Which brings me to how we work. Medicine is, somewhat surprisingly, mostly a profession of calculations and intuition. A series of clinical symptoms (often with some eponymous name), coupled with a set of clinical signs, an array of expected blood results and confirmed with imaging findings leads to a specific diagnosis. The same symptoms without the signs, or without the blood or imaging results, leads us to scratch our heads and often send people home without a particularly helpful diagnosis. "Something viral," we say, or "you have real pain but we have no idea why and it's unlikely to kill you," as if this is reassuring. It won't kill you! Medical school, clinical training and eons of healing history have not prepared us for the work we so often need to do - listen carefully and comfort always.

One of my friends was telling me how, almost invariably, 20-something-year-old patients presenting with a sore throat almost never have a sore throat. They generally present with anxiety over intimate issues, and don't quite know how to tell anybody about their worries. And so, with some digging, treating these patients is about addressing their underlying concerns and giving practical advice to help them. And yet so many others just like these young men may not find such open ears to their true problem, and find themselves at home with some cough syrup and little else for their trouble. Because medicine is taught almost solely as the treatment of illness rather than the preservation and improvement of overall health and well-being, we sometimes forget that we can do more than fix that which is broken.

Finding my feet in urology, I'm often confronted with these taboo topics. How many adult circumcisions have attended the Emergency Department with dehisced wounds only one or two weeks after their surgery? In pain, suffering, the medical culture asks us to be disappointed in their lack of self-reserve and willpower. We sigh and tell them that repairs will be needed, and that the period of abstinence will begin all over again. But who is at fault here? Was there an honest and direct pre-procedure conversation? Did the patient understand? Did we listen attentively? And for all of my elderly men with prostate cancer, for whom anti-androgen therapy is often a mainstay of therapy, we explain the expected loss of libido and gaining of fatigue, but how much do patients understand this? How much should we be discussing the trade-off between a life much longer lived, but without an element of it that may have been integral for five or seven decades, or the alternative? Do we make time and space for these thoughts and discussions? How often do we talk about benefits of suprapubic catheters over indwelling urethral ones because of their ability to maintain a healthy(ier) intimate life rather than talking solely about the infection control and erosion perspectives? And because these topics are so hard for so many to tackle, these important questions do not get asked. Patients perhaps find themselves without answers. Physicians think they are doing their best. But are we?
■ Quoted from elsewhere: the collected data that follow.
Issue #1443, opened 2023-05-23
Testing: Vitest config


znicholasbrown:
We've decided we want to use [Vitest](https://vitest.dev/) to handle unit tests in this project; this ticket is to set up vitest and add a simple set of CI jobs to make sure it runs on each PR. 

(Stretch) Explore exposing coverage for certain directories (i.e. schemas) alone and make coverage above a certain level a requirement for PRs that include that directory.

PR #1444, opened 2023-05-23
Chore: Vitetest setup

znicholasbrown:
This PR introduces vitestest to the project and updates our actions workflows to run the test suite on every PR. 

Resolves: #1443

### DIFF
--- a/.github/workflows/tests.yaml
+++ b/.github/workflows/tests.yaml
@@ -37,3 +37,21 @@ jobs:
 
       - name: Build package
         run: npm run build
+
+  test:
+    name: Test
+    runs-on: ubuntu-latest
+
+    steps:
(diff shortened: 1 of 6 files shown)


.github/workflows/tests.yaml
```diff
@@ -32,8 +32,20 @@ jobs:
       - name: Setup
         uses: ./.github/actions/setup
 
-      - name: Install dependencies
```
znicholasbrown, line 35: Removed this step because dep installation happens in `Setup` as well so this was just burning compute

znicholasbrown:
Yeah I'm still working on this, just wanted a PR open so I could modify actions

znicholasbrown:
Ok this should be g2g @pleek91

PR #1445, opened 2023-05-23
Chore: update prefect-design@1.8.3

pleek91:
# Description
Update package and fix type errors


src/components/WorkQueuesTable.vue
```diff
@@ -115,19 +115,17 @@
   const workPoolsSubscription = useSubscription(api.workPools.getWorkPools, [], subscriptionOptions)
   const workPools = computed(() => workPoolsSubscription.response ?? [])
 
-  const workQueuesData = computed<TableData[]>(() => workQueues.value.map(queue => {
-    return {
-      ...queue,
-      disabled: workPools.value.some(pool => pool.defaultQueueId == queue.id),
-    }
-  }))
+  const workQueuesData = computed(() => workQueues.value.map(queue => new WorkQueueTableData({
```
znicholasbrown, line 118: I'm not thrilled with this solution but I don't want to hold up the PR - would you mind opening a ticket describing why this is necessary in prefect-design?

znicholasbrown (approved):

src/components/WorkQueuesTable.vue
pleek91: I'm honestly not sure what the ticket would even say tbh. And I'm honestly not unhappy with this implementation. It makes sense at the p-table level for each row to have a disabled property. The only thing I can think of is possibly changing to definition of the data prop in p-table to something like this. What do you think of this? 
```typescript
type TableRow<T extends TableData> = {
  disabled?: boolean,
  value: T,
}

// type for p-table's data prop. 
T | TableRow<T>
```

znicholasbrown: I'd be more on board with that - having to create a dedicated class to extend each of our models for use in a component feels like a poor devx, _especially_ if it's for a single property that the underlying component should be providing

pleek91: 100% agree. I'll open an issue for that. That'll also fix the type safety issue.

PR #1447, opened 2023-05-23
BugFix: Deployment parameter overrides not showing up when creating a custom run

pleek91:
# Description
Part of the fix for https://github.com/PrefectHQ/prefect/issues/9534

Adds deployment parameters to the url when creating a custom run from the deployment menu. Fixes the `DeploymentParameters` component implementation where certain values (like dates) would revert to default values because of being mapped multiple times.

### DIFF
--- a/src/components/DeploymentCustomRunOverflowMenuItem.vue
+++ b/src/components/DeploymentCustomRunOverflowMenuItem.vue
@@ -1,5 +1,5 @@
 <template>
-  <router-link :to="routes.deploymentFlowRunCreate(deploymentId)">
+  <router-link v-if="deployment" :to="routes.deploymentFlowRunCreate(deploymentId, deployment.rawParameters)">
     <p-overflow-menu-item>
       <slot>
         Custom run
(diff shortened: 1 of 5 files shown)


zhen0:
Before we merge let's QA this really carefully. I was seeing an issue with datetime params simply from editing the form (not a custom run) so want to make sure we've captured everything here.

pleek91:
> Before we merge let's QA this really carefully. I was seeing an issue with datetime params simply from editing the form (not a custom run) so want to make sure we've captured everything here. 

@zhen0 agreed. I was seeing the same issue with editing and creating runs.

znicholasbrown (approved):
I'm approving because I can't repro the behavior @zhen0 mentioned after some pretty extensive QA. That said, let's only merge if that can be confirmed separately so any repro steps/code would be helpful

pleek91:
@zhen0 maybe I can get your approval on this as well?

zhen0:
Thanks @pleek91 

I've run through several parameter versions to try to break this and can't.

zhen0 (approved):

PR #1448, opened 2023-05-24
BugFix: Unknown states crash flow run timeline

pleek91:
# Description
Closes https://github.com/PrefectHQ/prefect/issues/9689

- Adds "Skipped" state
- Fixes "Retrying" state
- Uses consistent colors for states on the timeline rather than hard coding everything to the `600` shade.


znicholasbrown (approved):
Ty @pleek91 !

billpalombi:
We need to remove the "Skipped" state - Prefect 2 does not a built in named skipped state.

PR #1449, opened 2023-05-24
BugFix: Fix `useStorage` composition destroying the storage context

pleek91:
# Description
I noticed some errors around storage on the flow run page. They were caused by returning the storage methods directly from the composition rather than wrapping them in arrow function to preserve context.


znicholasbrown (approved):
Nice. Lgtm

PR #2571, opened 2024-07-01
Fix "This run didn't generate logs" being displayed when logs exist

### LINKED ISSUE #2565: Delay in logs and summary for crashed flow runs
When watching a flow run execute, a user can see the flow run state transition to 'Crashed'. For about 10 seconds after seeing the flow run transition states, the UI will say 'This run didn't generate logs', and 'A summary has not been generated for this flow run'. This can cause users to exit the page prematurely before seeing more descriptive information about why the flow crashed. Attached are pictures of a flow run at the instant it crashes, and then when it eventually displays more information.

Possible quick fixes:
-Add a loading wheel for ~10 seconds
-Change text to say 'A summary has not been generated for this flow run **yet**." and "This run didn't generate logs **yet**."

Screenshot 2024-06-27 at 3 42 15 PM
Screenshot 2024-06-27 at 3 42 52 PM

pleek91:
# Description
Because there can be a delay between a run being in a terminal state and the log events being processed, logs might not show up before the UI has stopped polling for them. This can specifically happy with runs that crashed immediately. 

To account for this we want to keep polling for logs for a limited time after the run has completed. I've specified 30 seconds which should be plenty long enough to account for any log delay. If it is not we probably want to think about this more holistically and not as just a ui problem. 

Closes https://github.com/PrefectHQ/prefect-ui-library/issues/2565
Related https://github.com/PrefectHQ/nebula-ui/issues/4304

### DIFF
--- a/src/components/FlowRunLogs.vue
+++ b/src/components/FlowRunLogs.vue
@@ -41,11 +41,12 @@
 </template>
 
 <script lang="ts" setup>
-  import { ref, computed, toRefs, watch } from 'vue'
+  import { SubscriptionOptions, useNow } from '@prefecthq/vue-compositions'
+  import { differenceInSeconds } from 'date-fns'
+  import { ref, computed } from 'vue'
   import { LogLevelSelect, LogsContainer, LogsSort } from '@/components'
   import { useLogsSort, useWorkspaceApi } from '@/compositions'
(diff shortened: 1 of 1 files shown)


znicholasbrown (approved):
nice, makes sense to me.

PR #2573, opened 2024-07-01
Fix: run deployment form state shared by row index

### LINKED ISSUE #14461: Quick run deployment parameters shared across deployments
### First check

### Bug summary

_Sometimes_ default parameters are being overwritten when trying to quick run deployments from the listing view. It happens when I run one, search for another, and then run that one and then the latter's default parameters will sometimes be overridden/wrong/missing. 

This also happens when paging. 

### Reproduction

I've been able to repro shared form state across the Run Deployment model for 2 different deployments. It's weird?
have 2 deployments with flows that have an overlapping parameter name (ex. 2 flows with a name parameter) - the rest of the params can diverge, but you need 1 required one to trigger the modal.
search for 1 by name so that 1 result shows up, quick run, put a value in for name. search for 2nd by name so that 1 result shows up, quick run, and see the name from the other deployment.
:bulb: seems order-dependent. i.e. 1st row leaks form state by parameter name when the row's deployment changes. Doesn't happen when viewing many deployments and running between them without shifting the results order.
:bulb: can reproduce with pagination instead of search. You just need to be lucky and have a deployment land at the same row index # with an overlapping param name and at least 1 required param

### Error

No error - just confusing UX and sometimes accidentally trigger with wrong parameters

### Browsers

- [X] Chrome
- [ ] Firefox
- [ ] Safari
- [ ] Edge

### Prefect version

```Text
2.19.7
```

### Additional context

Bug is in prefect cloud UI as well.

collincchoy:
Closes https://github.com/PrefectHQ/prefect/issues/14461

### DIFF
--- a/src/components/FlowList.vue
+++ b/src/components/FlowList.vue
@@ -20,6 +20,7 @@
       :data="flows"
       :columns="columns"
       :column-classes="columnClasses"
+      :row-key="flow => flow.id"
       class="flow-list__table"
       @update:selected="selectedFlows = $event"
     >
--- a/src/components/FlowList.vue
+++ b/src/components/FlowList.vue
@@ -20,7 +20,7 @@
       :data="flows"
       :columns="columns"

We ask ourselves and others to love and to love completely without teaching in school or in life about how to be honest with these emotions. We ask for monogamous love forever, forgetting that lives and bodies and situations change, and without a language to tackle these changes. We transition between lovers and carers when one or the other becomes ill or elderly, and forget how to be whatever it was that we were before. We become frustrated in ourselves and throw fits, pushing each other further away while all the while being lonely and wanting to reach out. Why is it that we cannot sit with these thoughts? Sit together with these questions?